There is a time to mourn and remember the dead. But back in 1945, the death and destruction that actually surrounded the people of Britain and Europe didn’t stop many of them from celebrating when the German surrender was announced. Sober reckoning could wait at least one day to embrace the relief and joy of victory. It’s now eighty years on; we are not literally surrounded by the war’s destruction any more. Why are we claiming to know better than those who lived through it?
It is right that we want to remember the evils that occurred. We remember the war dead on Remembrance Sunday, we remember the murdered Jews of Europe on Holocaust Remembrance Day, and we can and should recall the wider importance of the war throughout the whole year. But VE Day is a special day, a great day, because it is the day we celebrate the fact that, after all the death and suffering, we won.
A one- or two-minute silence, like we have on Remembrance Sunday, is for reflection. But if you properly and fully reflect on victory, you’ll not want to keep silent: you’ll maybe even want to cheer or dance or sing. A wiser government, a government that better understood the meaning of our early twentieth-century history, would have understood this and approached the 80th anniversary of Nazi surrender appropriately—say, by announcing a national holiday, together with a massive state-subsidised piss-up where everyone takes the opportunity at midday to join together in singing ‘Hitler Has Only Got One Ball’. (Just a suggestion; improvements welcome.)
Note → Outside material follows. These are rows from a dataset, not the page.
PR #4175, opened 2017-06-14
Use SingletonStrT in case of const literal declarations

agentcooper:
```
// @flow

const x = 'X';
const y: typeof x = 'Y';
```

Before: no errors.

After:
```
Cannot assign 'Y' to y because string [1] is incompatible with typeof x [2].

        1│ // @flow
        2│
        3│ const x = 'X';
 [2][1] 4│ const y: typeof x = 'Y';
        5│
```

Fixes https://github.com/facebook/flow/issues/2639.

This is my first attempt to dive into Flow codebase, not sure if the implementation is sane. I would like to get some comments on this. Will add tests if everything is ok.

PR #7607, opened 2019-04-02
Use SingletonStrT, SingletonNumT, SingletonBoolT in case of const literal declarations

### LINKED ISSUE #2639: `typeof` string literal
This is more of a question, than a bug report. Flow allows this:

``` js
const x = 'X';
const y: typeof x = 'Y';
```

It implies that inferred either `typeof` doesn't return the lowest possible, or that type of `x` is `string`, not `'X'`, although literal value of `x` is preserved:

``` js
const x = 'X';
const z: 'X' = x;
```

The question is: why it is implemented this way? It makes impossible to define literal type and instance of that type without duplication:

``` js
const Foo = 'Foo';
type FooT = typeof Foo; // doesn't do what you'd expect
```

goodmind:
Revived https://github.com/facebook/flow/pull/4175
Fixes #2639


goodmind:
@mrkev probably

mrkev:
Let's check this out

mrkev:
I'm seeing issues similar to this:

```
const foo = {
  bar: 10,
  baz(x: number) {
    foo.bar = x; // Error, number incompatible with number
  },
}
```

Also tagging @nmote so this PR get some visibility from someone in the team.

goodmind:
@mrkev I'm not sure how this is related, because it only uses affects const primitive literals, not object literals properties, I'll check

goodmind:
Maybe you mean something like this
```js
const bar = 10;
const foo = {
  bar,
  baz(x: number) {
    foo.bar = x; // Cannot assign `x` to `foo.bar` because  number [1] is incompatible with  number
  },
}
```

goodmind:
Yeah, totally bug, I should replace `reason` of `DefT`

goodmind:
Now this errors correctly
```
Cannot assign `x` to `foo.bar` because  number [1] is incompatible with  number literal `10` [2]
```

goodmind:
@mrkev do you think this shouldn't error at all?

goodmind:
It's interesting that in TypeScript if type is inferred then it's widened, but if it's specified by user it isn't

```ts
const str = 'string';
const num = 200;
const bool = true;
const str1: 'string' = 'string';
const num1: 200 = 200;
const bool1: true = true;

const foo = {
  str,
  num,
  bool,
  str1,
  num1,
  bool1,
  method() {
    foo.str = 'any string' // no error
    foo.num = 300 // no error
    foo.bool = false // no error
    foo.str1 = 'any string' // error
    foo.num1 = 300 // error
    foo.bool1 = false // error
  }
}
```

goodmind:
I think it depends if this code is bug or not
https://flow.org/try/#0MYewdgzgLgBAYgeQQLhgIkQtMC87NoDcAUMADYCGEEMAQhQE4wDexMMUAngA4Cmu8JCXYALXmTIgAFAEoWbdhxEBLCADoufAWjDLgvIgoC+xE6EiwARowGt2m3qkwAaBWInS5dxdYYae-Hg6egbCMCZGhEA

goodmind:
Would it make sense to lose literal type in invariant and contravariant positions?

goodmind:
I'm now not sure what the cases for this are, refinements and switch seems to work fine with just regular const

mrkev:
> I think it depends if this code is bug or not
> https://flow.org/try/#0MYewdgzgLgBAYgeQQLhgIkQtMC87NoDcAUMADYCGEEMAQhQE4wDexMMUAngA4Cmu8JCXYALXmTIgAFAEoWbdhxEBLCADoufAWjDLgvIgoC+xE6EiwARowGt2m3qkwAaBWInS5dxdYYae-Hg6egbCMCZGhEA


I think what typescript does falls in the right direction, and would personally err on the side of widening, though this is a good question to bring up on the Discord channel for discussion IMO.

goodmind:
So this is stalled because we didn't found out how to widen literals to `string` in mutable locations. This would definitely need another kind of `SingletonStrT`, and more handling related to variance?

goodmind:
@mrkev what you think about implementing const assertions instead?
https://devblogs.microsoft.com/typescript/announcing-typescript-3-4/#const-assertions

goodmind:
Related issue https://github.com/facebook/flow/issues/7961

goodmind:
@mrkev 

```js
declare var foo: {+a: 'str'}
declare var foo_a: 'str';

const bar = {
  a: foo.a,
  b: foo_a,
  method() {
    bar.b = 'bar' // error
    bar.a = 'bar' // no error
  }
}
```


https://flow.org/try/#0CYUwxgNghgTiAEA3W8BmB7dAueBvA1FDgOQDOALjMQL4BQoksCyMamA+kfGZcQNy1aYdADsK8AEYoAvHlrx4XDOgB0UADTzJOZZ00KAtiHIALdMAAUASjkKFUmConxZxB8S33Yal93da6aiA

Kinda strange, how can we get `bar.b` work the same as `bar.a`?

goodmind:
@mkrev I solved this problem, should I add more tests?

goodmind:
This actually makes it inconsistent with `let`, hmm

In the event, our governments have seen fit to try to impose silence onto a day of celebration, apparently to ‘remember and thank those who fought for our freedom’. A better way to thank those who fought for our freedom would be to use that freedom and ignore the government. I will be briefly leaving my workplace at midday on Thursday, ignoring the demand for quiet remembrance, and having a lunchtime pint to celebrate. A small act, that no doubt I’ll be on my own for—but then, ‘to be free | is often to be lonely’, Auden wrote at the start of the war.
If you also work in a public building, I would encourage you to seriously consider if you’d like to do the same. And regardless of where you work, if you take liberty at all seriously, I hope you mark this Thursday, not with solemnity or remembrance for what we lost (that has its own allotted time), but rather with celebration, joy for what we won. The eighth of May is a great day; we have never seen a greater day than this.